How clean is my robot?
The past decade has changed our daily activities in such a way that we cannot imagine a life without the convenience of an iPhone, DVR, digital camera or our other favorite electronic gadgets. All the images, music and video created by and stored on these gadgets generate tremendous demand for data storage.
Studies show that with the increased speed and convenience of file transfer, the average consumer stores these memory intensive files in at least two locations demanding even greater capacity. Industry data also suggests that consumers will purchase at least two hard drives in 10 years, so demand for manufacturing storage devices and memory is growing exponentially.
So, what do you need to know about cleanroom robots and equipment to service this market? How are they different from traditional robots? What about certification, maintenance and those pesky particles?
As the name implies, cleanrooms control the level of particle contamination present that can potentially degrade the products being manufactured. Cleanrooms are classified according to the number and size of the particles permitted per volume of air.
For example, a Class 10 cleanroom denotes that no more than ten particles of 0.5 µm or larger and zero particles of 5.0 or larger are permitted per square foot of air. Contaminants can be generated by people, process, facilities and equipment. In order to control contaminants that are invisible to the human eye, the manufacturing cell and in many cases the entire room must be controlled. Robots used in this environment must meet stringent clean room certification requirements to prevent them for acting as a source of contamination.
Sealing the robot
How do cleanroom robots differ from their standard counterparts? Much of the hardware used in a cleanroom robot is the same as any other robot with the important exception of a combination of sealed covers to prevent particles from escaping the robot, stainless steel hardware, proper non-gassing lubricants and vacuum to evacuate any internally generated particles.

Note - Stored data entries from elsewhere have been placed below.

PR #56046, opened 2023-10-09
Reuse more input nodes when they contain local type parameter references

### LINKED ISSUE #55575: Arrow function parameters using an alias and intersection are expanded inappropriately in `.d.ts`

weswigham:
Fixes #55575

Mostly, this just required adding local type parameters into the fake scopes we gin up during node building, and then ensuring type parameter node generation always went through the potentially-shadowed-type-parameter-name generation codepath (since we can no longer rely on their global accessibility to determine if their name is OK to use, since while it may be accessible via a fake scope, it might require a different name than it originally had due to shadowing).

### DIFF
--- a/src/compiler/checker.ts
+++ b/src/compiler/checker.ts
@@ -8406,7 +8406,7 @@ export function createTypeChecker(host: TypeCheckerHost): TypeChecker {
                     includePrivateSymbol?.(sym);
                 }
                 if (isIdentifier(node)) {
-                    const name = sym.flags & SymbolFlags.TypeParameter ? typeParameterToName(getDeclaredTypeOfSymbol(sym), context) : factory.cloneNode(node);
+                    const name = sym.flags & SymbolFlags.TypeParameter && context.flags & NodeBuilderFlags.GenerateNamesForShadowedTypeParams ? typeParameterToName(getDeclaredTypeOfSymbol(sym), context) : factory.cloneNode(node);
                     name.symbol = sym; // for quickinfo, which uses identifier symbol information
                     return { introducesError, node: setEmitFlags(setOriginalNode(name, node), EmitFlags.NoAsciiEscaping) };
                 }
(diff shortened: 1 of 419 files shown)


jakebailey:
This looks nearly the same as #55820, so maybe there was some issue duplication there? One thing that I realized that I needed was two fake scopes, since the same name can be both in type space and value space, but the scope can only hold one of them.

If you pull in my tests, do they work / fix the followup problem I discovered? I'm hoping there's a hybrid of the two PRs which avoids the pitfalls.

jakebailey:
It is surreal but very reassuring that we came up with effectively the same fix.

jakebailey:
I merged #55820; I didn't have it auto-close this PR though as I believe there some more reuse things in this PR that weren't covered in mine? (I know you're redoing more stuff anyhow so I'll leave it to you.)

weswigham:
We redid this (and actually merged it) recently as part of the node builder improvement work. 💖

PR #56047, opened 2023-10-09
pass program update level to getExternalFiles in tsserver plugins so plugins can make decision about their cache based on that

sheetalkamat:
Before this change, we called getExternalFiles on every project update (and some) To get correct behaviour, plugin users had to either watch things by themselves or inefficient way of refreshing this every call or just dont handle the updtes well
This passes the program update level to getExternalFiles so plugin users can make decisions based on that.
Fixes https://github.com/microsoft/TypeScript/issues/56044

### DIFF
--- a/src/compiler/watchUtilities.ts
+++ b/src/compiler/watchUtilities.ts
@@ -365,12 +365,17 @@ export function createCachedDirectoryStructureHost(host: DirectoryStructureHost,
     }
 }
 
-/** @internal */
-export enum ConfigFileProgramReloadLevel {
-    None,
-    /** Update the file name list from the disk */
-    Partial,
-    /** Reload completely by re-reading contents of config file from disk and updating program */
+export enum ProgramUpdateLevel {
+    /** Program is updated with same root file names and options */
+    Update,
+    /** Loads program after updating root file names from the disk */
+    RootNamesAndUpdate,
+    /**
+     * Loads program completely, including:
+     *   re-reading contents of config file from disk
+     *   calculating root file names for the program
+     *   Updating the program
+     */
     Full,
 }
 
--- a/src/compiler/watchUtilities.ts
+++ b/src/compiler/watchUtilities.ts
@@ -372,10 +372,11 @@ export enum ProgramUpdateLevel {
     RootNamesAndUpdate,
     /**
      * Loads program completely, including:
-     *   re-reading contents of config file from disk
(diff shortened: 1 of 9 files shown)


src/compiler/watchUtilities.ts
```diff
@@ -365,12 +365,17 @@ export function createCachedDirectoryStructureHost(host: DirectoryStructureHost,
     }
 }
 
-/** @internal */
-export enum ConfigFileProgramReloadLevel {
-    None,
-    /** Update the file name list from the disk */
-    Partial,
-    /** Reload completely by re-reading contents of config file from disk and updating program */
+export enum ProgramUpdateLevel {
```
sheetalkamat, line 368: Just renamed this and exposed as Public API for use in `getExternalFiles`

src/server/project.ts
```diff
@@ -1892,10 +1892,10 @@ export abstract class Project implements LanguageServiceHost, ModuleResolutionHo
             }
             // compute and return the difference
             const lastReportedFileNames = this.lastReportedFileNames;
-            const externalFiles = this.getExternalFiles().map((f): protocol.FileWithProjectReferenceRedirectInfo => ({
+            const externalFiles = this.externalFiles?.map((f): protocol.FileWithProjectReferenceRedirectInfo => ({
```
sheetalkamat, line 1895: this shouldnt have been querying things again from modules but should have been returning the current state in the first place. so just made that change

src/compiler/watchUtilities.ts
```diff
@@ -365,12 +365,17 @@ export function createCachedDirectoryStructureHost(host: DirectoryStructureHost,
...
+    /** Program is updated with same root file names and options */
+    Update,
+    /** Loads program after updating root file names from the disk */
+    RootNamesAndUpdate,
+    /**
+     * Loads program completely, including:
+     *   re-reading contents of config file from disk
+     *   calculating root file names for the program
+     *   Updating the program
+     */
```
andrewbranch, line 378: Nit: depending on the markdown-ish interpretation of the editor, these lines may have been rendered separated only by a space, which would be confusing. This will either make it parse as a real list or at least separate the items with a dash.

```suggestion
     * Loads program completely, including:
     *  - re-reading contents of config file from disk
     *  - calculating root file names for the program
     *  - Updating the program
     */

```

andrewbranch (approved):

“Robots designed for clean room processes have special considerations for harnesses. From a design standpoint the harness can be a serious particulate generator and a major design challenge for clean applications,” said Scott Klimczak president of CHAD Industries, a pioneer in the area of wafer and substrate handling WLP I (Wafer Level Packaging) applications. “Understanding the harness requirements and how the robot design will integrate a harness should always be stressed in the robot selection.”
As a matter of practice, materials prone to particle generation are substituted or coated to eliminate the potential for contamination of the manufacturing area and ultimately the components being processed. Depending on your application, cleanroom robots can be linear, SCARA, six-Axis or delta type robots but they all must meet strict cleanroom certifications.
Certification is done by counting the particles generated when the robot is in motion. The industry uses particle counters which have to be calibrated to meet or exceed the standards set by the National Institute of Standards and Technology. In addition to NIST traceable practices, other standards of particle counter calibration include Japanese Industrial Standard (JIS) B 9921, Light Scattering Automatic Particle Counter, and ASTM F 328-98, Standard Practice for Calibration of an Airborne Particle Counter Using Monodisperse Particles.
The particle counters are placed in various locations from where particles can enter the environment from the robot to determine the cleanroom class. Adept Technology, Inc. a leading manufacturer of cleanroom robots tests robots both internally and through third party testing and certification to ensure integrators and end-users deploy their equipment appropriately to meet manufacturing cleanliness requirements.
Such robots are designed for high speed, precision applications frequently involving vision guidance. The challenge with this market segment is that it demands careful consideration of not only the components used to develop a highly robust manufacturing process but the manner in which they are integrated has significant impact on the ultimate cleanliness of the cell. The success of an installation is heavily dependent on tightly integrating engineering and sales teams.
The right fit
Manufacturers with a cleanroom application have numerous options when considering how to manipulate parts and automate their processes. What should you consider when choosing the right robot? Because each company has unique requirements the best approach is to begin by determining answers to the following questions and work directly with the robot manufacturer to select the optimal robot configuration.
What is the cleanroom specification?
There are two accepted clean room specifications, the ISO 14644-1 spec and the Fed 209E spec. Confusion and the improper clean specification will greatly impact the design and the cost of the machine.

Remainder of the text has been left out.